Post hoc analysis is assisted through the use of a graphical genome browser (Fig. 1) and a detailed results table (Fig. 2) listing the P values for the association of each marker with each trait. The user is able to load and manipulate this table entirely within his or her own internet browser and can recall the results of previous studies by supplying a job identification number that is provided after job submission. The results can also be downloaded as a compressed table for local analysis.

Figure 1.

Figure 1.

A screen shot of the genome browser. Matapax allows users to view association P values in the context of the genome with the aid of the AnnoJ genome browser. This browser supports several features. A, The visible tracks can be selected in the side menu, and any information about the track source or gene annotation is also displayed here. B, The default TAIR genome annotation is the default track. The TAIR version is dependent on the marker database selected for association. Selecting the gene model names will display the model annotation in the side menu. C, The annotation track can be searched using the search tool. Searches can be made on both AGI codes and model annotation terms. D, The remaining tracks display the marker association strengths of each analyzed trait. Each analyzed trait is displayed in a separate track. The association P values are –log10 transformed, meaning the higher the bar, the stronger the trait-marker association. E, The genome browser enables browsing by “dragging” the tracks horizontally, scaling the values of the individual tracks as well as resizing the track height and zooming on areas of interest. Users can also go directly to positions of interest. The displayed figure shows high association between the avrRpm resistance phenotype and the rpm1 resistance gene, which has been shown to play a significant role in Pseudomonas syringae resistance (Grant et al., 1995). [See online article for color version of this figure.]

Figure 2.

Figure 2.

A screen shot of the results table. The results displayed in the results table of Matapax are highly configurable to assist users in the interpretation of their results. A, The Trait column can be both sorted and filtered. Trait names link to quantile-quantile plots of the trait. B, The Chromosome column can be both sorted and filtered. C, The Position column can be both sorted and filtered on a range. Each position is linked to the genome browser, enabling the user to visualize the genomic context of the marker. D, The P Value column displays the association strength. Higher values have stronger association. This column can be both sorted and filtered with a minimum value. The association values link to a box plot of the marker-trait segregation. E, The Annotation column displays an AGI code if the marker can be found in a gene model. The AGI code is linked to the TAIR Web site, and holding the mouse over the AGI code will display the TAIR annotation. The TAIR version displayed is dependent on the marker data set version. The Annotation column can be filtered by both AGI codes and model annotation terms. F, The Polymorphism column displays the polymorphisms at the current position either as the nucleotide change from ecotype Columbia, if the marker is noncoding, or as the amino acid change, if the marker is coding. Currently, this column can be neither sorted nor filtered. G, It is also possible to filter the markers based on their minimum allele frequency (MAF). In the future, this filter will be extended to the Hardy-Weinberg equilibrium. [See online article for color version of this figure.]

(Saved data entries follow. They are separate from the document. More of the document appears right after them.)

Issue #181, opened 2023-03-27
Add support for unsigned requests


pschmied:
### Tell us more about this new feature.

Allowing for unsigned requests would allow Mountpoint to work as a client for public, world-readable S3 buckets. This would function similarly to the AWS CLI's `--no-sign-request` flag (e.g. https://awscli.amazonaws.com/v2/documentation/api/latest/reference/s3/ls.html).

jamesbornholt:
Done in #209.

Issue #191, opened 2023-04-03
Tests for requester-pays support


jamesbornholt:
We should create a requester-pays bucket and test against it in CI so we can get test coverage of #168.

jamesbornholt:
We should also test unsigned requests and different profiles from #209. I think they're all similar so lumping that in here.

PR #209, opened 2023-04-14
Add support for AWS profile and unsigned requests as command line arguments

eslrahc-swa:
* Add option --profile for a specific profile in the AWS credentials file #151
* Add support for unsigned requests #181

---

### DIFF
--- a/mountpoint-s3-client/src/s3_crt_client.rs
+++ b/mountpoint-s3-client/src/s3_crt_client.rs
@@ -8,7 +8,9 @@ use std::sync::{Arc, Mutex};
 use std::task::{Context, Poll};
 use std::time::{Duration, Instant};
 
-use mountpoint_s3_crt::auth::credentials::{CredentialsProvider, CredentialsProviderChainDefaultOptions};
+use mountpoint_s3_crt::auth::credentials::{
+    CredentialsProvider, CredentialsProviderChainDefaultOptions, CredentialsProviderProfileOptions,
+};
 use mountpoint_s3_crt::common::allocator::Allocator;
 use mountpoint_s3_crt::common::uri::Uri;
 use mountpoint_s3_crt::http::request_response::{Header, Headers, Message};
@@ -43,12 +45,15 @@ pub(crate) mod delete_object;
 pub(crate) mod get_object;
 pub(crate) mod get_object_attributes;
 pub(crate) mod head_bucket;
+
 pub(crate) mod head_object;
 pub(crate) mod list_objects;
 pub(crate) mod put_object;
 
 #[derive(Debug, Clone, Default)]
 pub struct S3ClientConfig {
+    pub profile_name_override: Option<String>,
+    pub no_sign_request: bool,
     pub throughput_target_gbps: Option<f64>,
     pub part_size: Option<usize>,
     pub endpoint: Option<Endpoint>,
@@ -89,12 +94,7 @@ impl S3CrtClient {
 
         let mut client_bootstrap = ClientBootstrap::new(&allocator, &bootstrap_options).unwrap();
 
-        let creds_options = CredentialsProviderChainDefaultOptions {
-            bootstrap: &mut client_bootstrap,
-        };
-
-        let mut creds_provider = CredentialsProvider::new_chain_default(&allocator, &creds_options).unwrap();
-        let signing_config = init_default_signing_config(region, &mut creds_provider);
+        let mut client_config = ClientConfig::new();
 
         let mut retry_strategy_options = StandardRetryOptions::default(&mut event_loop_group);
         // Match the SDK "legacy" retry strategies
@@ -103,11 +103,29 @@ impl S3CrtClient {
         retry_strategy_options.backoff_retry_options.jitter_mode = ExponentialBackoffJitterMode::Full;
         let retry_strategy = RetryStrategy::standard(&allocator, &retry_strategy_options).unwrap();
 
-        let mut client_config = ClientConfig::new();
+        if !config.no_sign_request {
+            let credentials_provider = match config.profile_name_override {
+                Some(profile_name_override) => {
+                    let credentials_profile_options = CredentialsProviderProfileOptions {
+                        bootstrap: &mut client_bootstrap,
+                        profile_name_override: &profile_name_override,
+                    };
+                    CredentialsProvider::new_profile(&allocator, credentials_profile_options)
+                }
+                None => {
+                    let credentials_chain_default_options = CredentialsProviderChainDefaultOptions {
+                        bootstrap: &mut client_bootstrap,
+                    };
+                    CredentialsProvider::new_chain_default(&allocator, credentials_chain_default_options)
+                }
+            }
+            .map_err(NewClientError::ProviderFailure)?;
+            let signing_config = init_default_signing_config(region, credentials_provider);
+            client_config.signing_config(signing_config);
+        }
 
         client_config
             .client_bootstrap(client_bootstrap)
-            .signing_config(signing_config)
             .retry_strategy(retry_strategy);
 
         if let Some(throughput_target_gbps) = config.throughput_target_gbps {
@@ -465,6 +483,9 @@ pub enum NewClientError {
     /// Invalid S3 endpoint
     #[error("invalid S3 endpoint")]
     InvalidEndpoint(#[from] EndpointError),
+    /// Invalid AWS credentials
+    #[error("invalid AWS credentials")]
+    ProviderFailure(#[from] mountpoint_s3_crt::common::error::Error),
 }
 
 /// Failed S3 request results
--- a/mountpoint-s3-crt/src/auth/credentials.rs
+++ b/mountpoint-s3-crt/src/auth/credentials.rs
@@ -1,11 +1,16 @@
 //! AWS credentials providers
 
+use mountpoint_s3_crt_sys::{
+    aws_credentials_provider, aws_credentials_provider_chain_default_options,
+    aws_credentials_provider_new_chain_default, aws_credentials_provider_new_profile,
+    aws_credentials_provider_profile_options, aws_credentials_provider_release,
+};
+
 use crate::auth::auth_library_init;
 use crate::common::allocator::Allocator;
 use crate::common::error::Error;
 use crate::io::channel_bootstrap::ClientBootstrap;
-use crate::CrtError as _;
-use mountpoint_s3_crt_sys::*;
+use crate::{CrtError as _, StringExt};
 use std::ptr::NonNull;
 
 /// Options for creating a default credentials provider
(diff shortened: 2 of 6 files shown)


mountpoint-s3-crt/src/auth/credentials.rs
```diff
@@ -42,6 +57,28 @@ impl CredentialsProvider {
...
         Ok(Self { inner })
     }
+
+    /// Creates the profile credential provider.
+    pub fn new_profile(allocator: &Allocator, options: CredentialsProviderProfileOptions) -> Result<Self, Error> {
+        auth_library_init(allocator);
+
+        let profile_name = options
+            .profile_name_override
+            .ok_or(Error::from(AWS_AUTH_CREDENTIALS_PROVIDER_PROFILE_SOURCE_FAILURE as i32))?;
```
passaro, line 67: if we error on missing profile name, why make the field an Option?

mountpoint-s3-crt/src/auth/credentials.rs
```diff
@@ -42,6 +57,28 @@ impl CredentialsProvider {
...
+
+        // SAFETY: CredentialProvider does not modify contents of profile_name_override,
+        // aws_credentials_provider_new_profile copies the contents of profile_name_override.
+        let inner = unsafe {
+            let inner_options = aws_credentials_provider_profile_options {
+                profile_name_override: profile_name.as_aws_byte_cursor(),
+                ..Default::default()
```
passaro, line 74: this seems to be missing the bootstrap

mountpoint-s3-crt/src/auth/credentials.rs
```diff
@@ -42,6 +57,28 @@ impl CredentialsProvider {
...
+
+    /// Creates the profile credential provider.
+    pub fn new_profile(allocator: &Allocator, options: CredentialsProviderProfileOptions) -> Result<Self, Error> {
+        auth_library_init(allocator);
+
+        let profile_name = options
+            .profile_name_override
+            .ok_or(Error::from(AWS_AUTH_CREDENTIALS_PROVIDER_PROFILE_SOURCE_FAILURE as i32))?;
+
+        // SAFETY: CredentialProvider does not modify contents of profile_name_override,
```
passaro, line 69: > CredentialProvider does not modify contents of profile_name_override,

I think this could be removed.

mountpoint-s3-client/src/s3_crt_client.rs
```diff
@@ -89,12 +93,30 @@ impl S3CrtClient {
...
+                    let credentials_profile_options = CredentialsProviderProfileOptions {
+                        bootstrap: &mut client_bootstrap,
+                        profile_name_override: Some(&profile_name_override),
+                    };
+                    CredentialsProvider::new_profile(&allocator, credentials_profile_options)
+                        .map_err(|_| CredentialsError::ProfileNotFound)
+                }
+                None => {
+                    let credentials_chain_default_options = CredentialsProviderChainDefaultOptions {
+                        bootstrap: &mut client_bootstrap,
```
passaro, line 110: (existing code, so it may be a wider question, but you also used this on line 102)
Why the exclusive ref here? And why client_bootstrap needs to be mut in the first place?
Shouldn't we either:
1. pass by shared ref and rely on the crt to acquire what it needs to hold on to when we call `aws_credentials_provider_new_chain_default` inside `new_chain_default`?
2. or take ownership and clone here, which is what we are doing e.g. on line 129?

mountpoint-s3-crt/src/s3/client.rs
```diff
@@ -639,7 +640,7 @@ pub fn init_default_signing_config(region: &str, credentials_provider: &mut Cred
         aws_s3_init_default_signing_config(
             &mut signing_config.inner,
             region_cursor,
-            credentials_provider.inner.as_ptr(),
+            signing_config.credentials_provider.inner.as_ptr(),
```
passaro, line 643: I think this is correct, but we should mention it in the SAFETY comment above.

passaro (changes requested):
Raised a couple of points.

mountpoint-s3-crt/src/auth/credentials.rs
eslrahc-swa: The is address the comment from james, which I don't think passed in profile_name reference should be `Option<&'a &str>` because in `s3_crt_client.rs` we have take the string out of `Option`

mountpoint-s3-crt/src/auth/credentials.rs
eslrahc-swa: it is, nice catch

mountpoint-s3-crt/src/auth/credentials.rs
```diff
@@ -1,11 +1,17 @@
...
+};
+
 use crate::auth::auth_library_init;
 use crate::common::allocator::Allocator;
 use crate::common::error::Error;
 use crate::io::channel_bootstrap::ClientBootstrap;
-use crate::CrtError as _;
-use mountpoint_s3_crt_sys::*;
+use crate::{CrtError as _, StringExt};
+use mountpoint_s3_crt_sys::aws_auth_errors::AWS_AUTH_CREDENTIALS_PROVIDER_PROFILE_SOURCE_FAILURE;
```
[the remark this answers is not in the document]
eslrahc-swa: I don't think we need explicitly raise error here, so I will remove this.

mountpoint-s3-client/src/s3_crt_client.rs
jamesbornholt: Two parts to this:
1. We pass by reference instead of cloning for two reasons:
  a. to avoid the refcount increment/decrement overhead (very premature optimization)
  b. to avoid baking the fact that these things are cheaply cloneable into our API, in case we wanted to change that for some reason in the future.
3. Given that we're passing by reference, we pass with `&mut` because the CRT API expects a `*mut` pointer. Technically we could cast the `&` reference into a `*mut` pointer, and it would be fine here, but it's sketchy in general.

I think probably what we should do is reverse our choice in (1) and making all this stuff pass by value with a ref count increment when cloning. But we can do that in a separate PR.

mountpoint-s3-crt/src/auth/credentials.rs
jamesbornholt: I was wrong about this, actually -- the CRT requires `profile_name_override`, so we shouldn't make it an `Option`. Sorry!

mountpoint-s3-client/src/s3_crt_client.rs
```diff
@@ -89,12 +93,30 @@ impl S3CrtClient {
...
-        let signing_config = init_default_signing_config(region, &mut creds_provider);
+        if !config.no_sign_request {
+            let credentials_provider = match config.profile_name_override {
+                Some(profile_name_override) => {
+                    let credentials_profile_options = CredentialsProviderProfileOptions {
+                        bootstrap: &mut client_bootstrap,
+                        profile_name_override: Some(&profile_name_override),
+                    };
+                    CredentialsProvider::new_profile(&allocator, credentials_profile_options)
+                        .map_err(|_| CredentialsError::ProfileNotFound)
```
jamesbornholt, line 106: I don't think `ProfileNotFound` is an accurate description of this error. Looking at https://github.com/awslabs/aws-c-auth/blob/main/source/credentials_provider_profile.c#L366, it could be:
* an invalid path to a profile file
* an invalid path to a credentials file
* the profile wasn't specified
* the profile doesn't exist
* or an allocation failure

So maybe I'd call this a more generic `CredentialsError::ProviderFailure`.

We also want it to not throw away the underlying error, so the enum variant should have a `#[source] mountpoint_s3::common::error::Error` field.

mountpoint-s3-client/src/s3_crt_client.rs
```diff
@@ -89,12 +93,30 @@ impl S3CrtClient {
...
+                }
+                None => {
+                    let credentials_chain_default_options = CredentialsProviderChainDefaultOptions {
+                        bootstrap: &mut client_bootstrap,
+                    };
+                    CredentialsProvider::new_chain_default(&allocator, credentials_chain_default_options)
+                        .map_err(|_| CredentialsError::NoValidCredentials)
```
jamesbornholt, line 113: Same thing here about the error:
1. `CredentialsError::ProviderFailure`
2. don't throw away the underlying error

eslrahc-swa:
We need to write tests for this, as they would have caught the missing bootstrap in the profile credentials provider.

    Test mounting an anonymous-readable bucket
    Test specifying profile provider with STS credentials

mountpoint-s3-client/src/s3_crt_client.rs
```diff
@@ -103,11 +103,30 @@ impl S3CrtClient {
         retry_strategy_options.backoff_retry_options.jitter_mode = ExponentialBackoffJitterMode::Full;
         let retry_strategy = RetryStrategy::standard(&allocator, &retry_strategy_options).unwrap();
 
-        let mut client_config = ClientConfig::new();
+        let credentials_provider = match config.profile_name_override {
```
jamesbornholt, line 106: In the previous revision I thought we didn’t construct the credentials provider at all if `no_sign_request` was set — why’d we change that?

eslrahc-swa: `credentials_provider` will be dropped if put it into
```
if !config.no_sign_request {
.....
}
```

and I thought we don't want to [singing_config](https://github.com/awslabs/mountpoint-s3/blob/main/mountpoint-s3-crt/src/auth/signing_config.rs#L11-L20)owns it and let crt copy/increase counts

jamesbornholt: Not sure what you mean. `init_default_signing_config` takes a `&CredentialsProvider` as input, so we know that it's OK to drop the `CredentialsProvider` after the call to `init_default_signing_config`. Otherwise Rust wouldn't let this code compile.

jamesbornholt: Actually, unless I'm missing something, I think the existing interface is just wrong. It calls `aws_s3_init_default_signing_config`, which doesn't seem to increment the reference count on the credentials provider it's given.

I think we need to change `init_default_signing_config` to take ownership of the `CredentialsProvider`, and then add that as a field to `SigningConfigInner` so that it lives as long as the underlying signing config does.

eslrahc-swa: > I think we need to change init_default_signing_config to take ownership of the CredentialsProvider, and then add that as a field to SigningConfigInner so that it lives as long as the underlying signing config does.

This is the last revision, seems like my understanding of your last comment was wrong.

eslrahc-swa: > so we know that it's OK to drop the CredentialsProvider after the call to init_default_signing_config.
rust would compile, but when it will result segmentation fault.

eslrahc-swa: side notes, let's reach consensus on Pull Request next time to get rid of these back and forth

mountpoint-s3/src/main.rs
```diff
@@ -202,6 +203,15 @@ struct CliArgs {
 
     #[clap(short, long, help = "Run as foreground process")]
     pub foreground: bool,
+
+    #[clap(
+        long,
+        help = "Do not sign requests. Credentials will not be loaded if this argument is provided."
```
passaro, line 209: Should this also have the same `help_heading`?

jamesbornholt (approved):

jamesbornholt:
#191 for the followup on testing.

ooboyle-rs10:
Thank you, all, for your work on this. I rebuilt the latest version and --profile works great so far.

The genome browser is based on AnnoJ (http://www.annoj.com), a system that utilizes Representational State Transfer principles. This allows AnnoJ to be customized toward our purposes and to draw data from many sources. The genome browser displays gene models provided by the Salk Institute (http://pbio.salk.edu/pbioe) along with the obtained –log10-transformed association P values and allows the user to browse, scale, zoom, and search the results.

The results table provides several features, including filter and multiple sort capabilities on the traits, chromosomes, positions, and P values. Searching of TAIR10 (for The Arabidopsis Information Resource) Arabidopsis annotation is enabled along with links to TAIR annotation (http://www.arabidopsis.org). Additionally, polymorphism information is provided as base changes in intergenic and intronic regions and amino acid changes in coding regions. Further information is provided as box plots of marker-trait segregation and quantile-quantile plots of the association values.

As the very nature of GWAS involves hundreds of thousands of accession-phenotype association tests, multiple testing correction needs to be addressed. To this end, the Benjamini-Hochberg method (Benjamini and Hochberg, 1995) is employed to correct the provided P values. Another approach is to visually observe how the most significant P values deviate from the expected distribution. Ideally, a higher than expected fraction of marker-associated P values will be skewed toward significant values. To assist in this form of analysis, quantile-quantile plots of the association values per trait are available. Such plots are a scatterplot of the expected and observed distributions that allow deviations to be clearly identified. Points that are noticeably different from the diagonal or deviate from the trend are potential candidates for further examination.

Matapax Run-Time

To assess Matapax processing times, we ran the pipeline while varying the numbers of traits and accessions independently. Increasing the number of traits submitted in a single job resulted in a linear increase in run-time, with jumps every 12 traits corresponding to the number of nodes on the server (Fig. 3A). There was also a gradual overall increase due to the overhead of querying the marker data and inserting the results data into a relational database management system.

Figure 3.

Figure 3.

Computational run-time for Matapax. The run time of Matapax was tested for increasing numbers of traits and accessions. The results were plotted as a Lowess fit of the runtime as the number of traits and accessions increased, where the solid line is the fit and the dotted lines indicate the 95% confidence interval. A, The run-time over a number of traits increasing from two to 25. As 12 nodes were available on the server when the jobs were run, there is a rough doubling of computation time every 12 traits. There is also a slight extra cost for each trait in the postprocessing step of Matapax, as the results are inserted into a relational database. B, The run-time for both GAPIT and EMMA over increasing numbers of accessions: two, five, 10, 20, 50, 100, 200, and 1,000. EMMA was unable to complete running within a reasonable time when tested with 500 and 1,000 accessions. [See online article for color version of this figure.]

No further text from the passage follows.